Paramount was thrown into the national spotlight over the weekend as the Trump administration said it would send 2,000 National Guard to Los Angeles after the second day when protesters stood up to immigration agents during a local business raid.
Tensions rose again on Sunday in the Los Angeles area as they faced off against federal and local governments in downtown Los Angeles
Paramount, a small city of 54,000 people in southeastern Los Angeles County, is known for how residents and government officials worked in the 1980s to turn their hometowns from a devastated “rust belt” community into a nationally award-winning community.
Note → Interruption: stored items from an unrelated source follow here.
PR #2556, opened 2024-01-16
test(csharp): add e2e test suite

morganleroi:
## 🧭 What and Why

🎟 JIRA Ticket: DI-1766

### Changes included:
- Add e2e tests


Fluf22 (approved):
Nice work!

templates/csharp/tests/requests/requests.mustache
```diff
@@ -42,7 +60,7 @@ public class {{client}}RequestTests
      Assert.Equal("{{{path}}}",req.Path);
      Assert.Equal("{{{method}}}",req.Method.ToString());
     {{#body}}
-        JsonAssert.EqualOverrideDefault("{{#lambda.escapeQuotes}}{{{body}}}{{/lambda.escapeQuotes}}", req.Body, new JsonDiffConfig(true));
+        JsonAssert.EqualOverrideDefault("{{#lambda.escapeQuotes}}{{{body}}}{{/lambda.escapeQuotes}}", req.Body, new JsonDiffConfig(false));
```
millotp, line 63: what does `JsonDiffConfig` do ? I can't find the doc

millotp (approved):
nice !

templates/csharp/tests/requests/requests.mustache
morganleroi: The `JsonDiffConfig` allows additional properties to be added without error during assertion. (if `true`).

For the request with Echo mock, it was a mistake to allow additional properties to be added without failing. For the e2e, it's still necessary as some properties are added to the payload but we don't want to assert then (Request duration, .Processing time, ...). Does it make sense ?

PR #2557, opened 2024-01-17
feat(scripts): lint ACLs in the specs

millotp:
## 🧭 What and Why

Check that the `x-acl` property is compliant with Algolia ACLs.


shortcuts (approved):
wonderful, love the idea!!

PR #2558, opened 2024-01-17
fix(python): full overwrite `data` with request_options

shortcuts:
## 🧭 What and Why

🎟 JIRA Ticket: https://algolia.atlassian.net/browse/DI-1784

### Changes included:

we should fully overwrite the `data` when the user provide it in the `request_options`


Fluf22 (dismissed):
Yep, matches the other clients!

shortcuts:
> Yep, matches the other clients!

Thanks for catching it!

shortcuts:
btw I don't think we assert this somewhere

millotp (approved):

PR #2559, opened 2024-01-17
fix(ruby): correct oneOf deserialization

millotp:
## 🧭 What and Why

The ruby client was broken because of the change of namespaces.


shortcuts (approved):
great catch!

PR #2560, opened 2024-01-17
chore(ci): cache golangci-lint

millotp:
## 🧭 What and Why

Just like [golangci-lint-action](https://github.com/golangci/golangci-lint-action), we can cache the results of `golangci-lint` (about 10MB) and have a huge speed up when linting.
Of course this is dwarfed by swift :(


shortcuts (approved):
Once swiftformat is fixed i'm sure this will be HUGE

PR #2561, opened 2024-01-17
fix(generators): add uniqueHost property

morganleroi:
## 🧭 What and Why

Monitoring API configuration is not correctly generated. We use the `{appId}-dsn.algolia.net` format but this host does not exist for the Monitoring API. 

[the spec is correct](https://github.com/algolia/api-clients-automation/blob/679077d0e8a9954fa8d3fa2bc0e846139ec50dcc/specs/bundled/monitoring.yml#L13) and only define [the unique available host](https://www.algolia.com/doc/rest-api/monitoring/#status-endpoints). 

We need to introduce a new property `uniqueHost ` to avoid fallback to `{appId}-dsn.algolia.net` format in our configuration files. 

C# example is provided.

🎟 JIRA Ticket:


Fluf22 (approved):
Thank you for this fix!
I knew something was wrong with my Monitoring client 😄

millotp (approved):
looks good ! maybe it could be simplified with more variables, like `isSingleHost`, `isRegionalHosts`, `isAppIDHosts`... I'm not sure

shortcuts:
that's nice good catch! do we contribute to your pr directly?

Fluf22 (approved):
I would say we should each do our PRs separately

millotp:
The CTS should be aware of that change too, the client test for monitoring is not correct right now

shortcuts:
> The CTS should be aware of that change too, the client test for monitoring is not correct right now

I don't think we assert hosts yet but we can add one of course

millotp:
> I don't think we assert hosts yet

yes we do ! in all clients ! except monitoring

shortcuts:
> > I don't think we assert hosts yet
> 
> yes we do ! in all clients ! except monitoring

:ah: let's fix that once all clients have implemented the uniqueHost so we don't have to block everyone until they fix their CTS

PR #2564, opened 2024-01-17
feat(csharp): add playground for all APIs

morganleroi:
## 🧭 What and Why

🎟 JIRA Ticket:

### Changes included:

- List changes


shortcuts:
makes me think we could generate playgrounds... and just never push changes we made on them

cc @millotp I'm sure you'll want to implement that right away

morganleroi:
It's done @millotp  !

playground/csharp/Playground/appsettings.example.json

The city’s website says crime in Paramount, where over 80% of residents are Latino, has fallen to an all-time low.
Residents say the chaotic clash between federal immigration authorities and protesters on Saturday rocked them.
The focus at the intersection outside the Home Depot at the Alondra Boulevard Show, where Flash Bang Grenades left, is focused.
Several police agencies responded to the city over the weekend. By Sunday morning, a group of camouflaged National Guard forces was stationed at the business park along with armored vehicles with the Department of Homeland Security.
Union organizers and local residents Ardelia Aldridge and Alejandro Maldonado helped organize cleaning efforts in the neighborhood.
“Sunday is solidarity,” Aldridge said.
Smoke-covered and caught between police by police on a riot device, the image of Paramount is far from the close-knit community once dubbed “National City” and received a special recognition from the LA County Board of Supervisors for its conversion.
“The whole community is just praying that things remain in peace and that the community moves forward,” Mayor Peggy Lemons said in an interview Sunday.
“Paramount was about a community of blue-collar workers who are doing their best to get their every day,” Lemons said.
“There are people who are angry that the federal government comes to their cities today,” she said. “It comes from fear.”
On Saturday, federal officials fired a canister of smoke at protesters near the business park, and the rotten green smoke fell into the nearby residential community.
“What else do you call, attacks on Paramount and the people who live here?” Maldonado said. “People in the community were facing unfair immigration policies.”
In many respects, Paramount was the starting point for the federal government’s escalation that brought the National Guard.
“It seems like they want to choose a fight with a little guy,” Aldridge said.
There was obvious fear in the community, and the Rev. Brian Worth of the Chapel of Change said the band played a bright song during Sunday service.
He saw police fire tear gas on Saturday afternoon and headed out Sunday morning to help clean Alondra Boulevard. He understands that some people may have been out of control during the protest, but he believes that those outside the business park simply wanted the answer.
“And we still don’t know what will happen next,” he said.
“I am delighted and shocked to meet the people here today,” he said of the Sunday service. “I really have feelings of not knowing. God is good. Paramount is good.”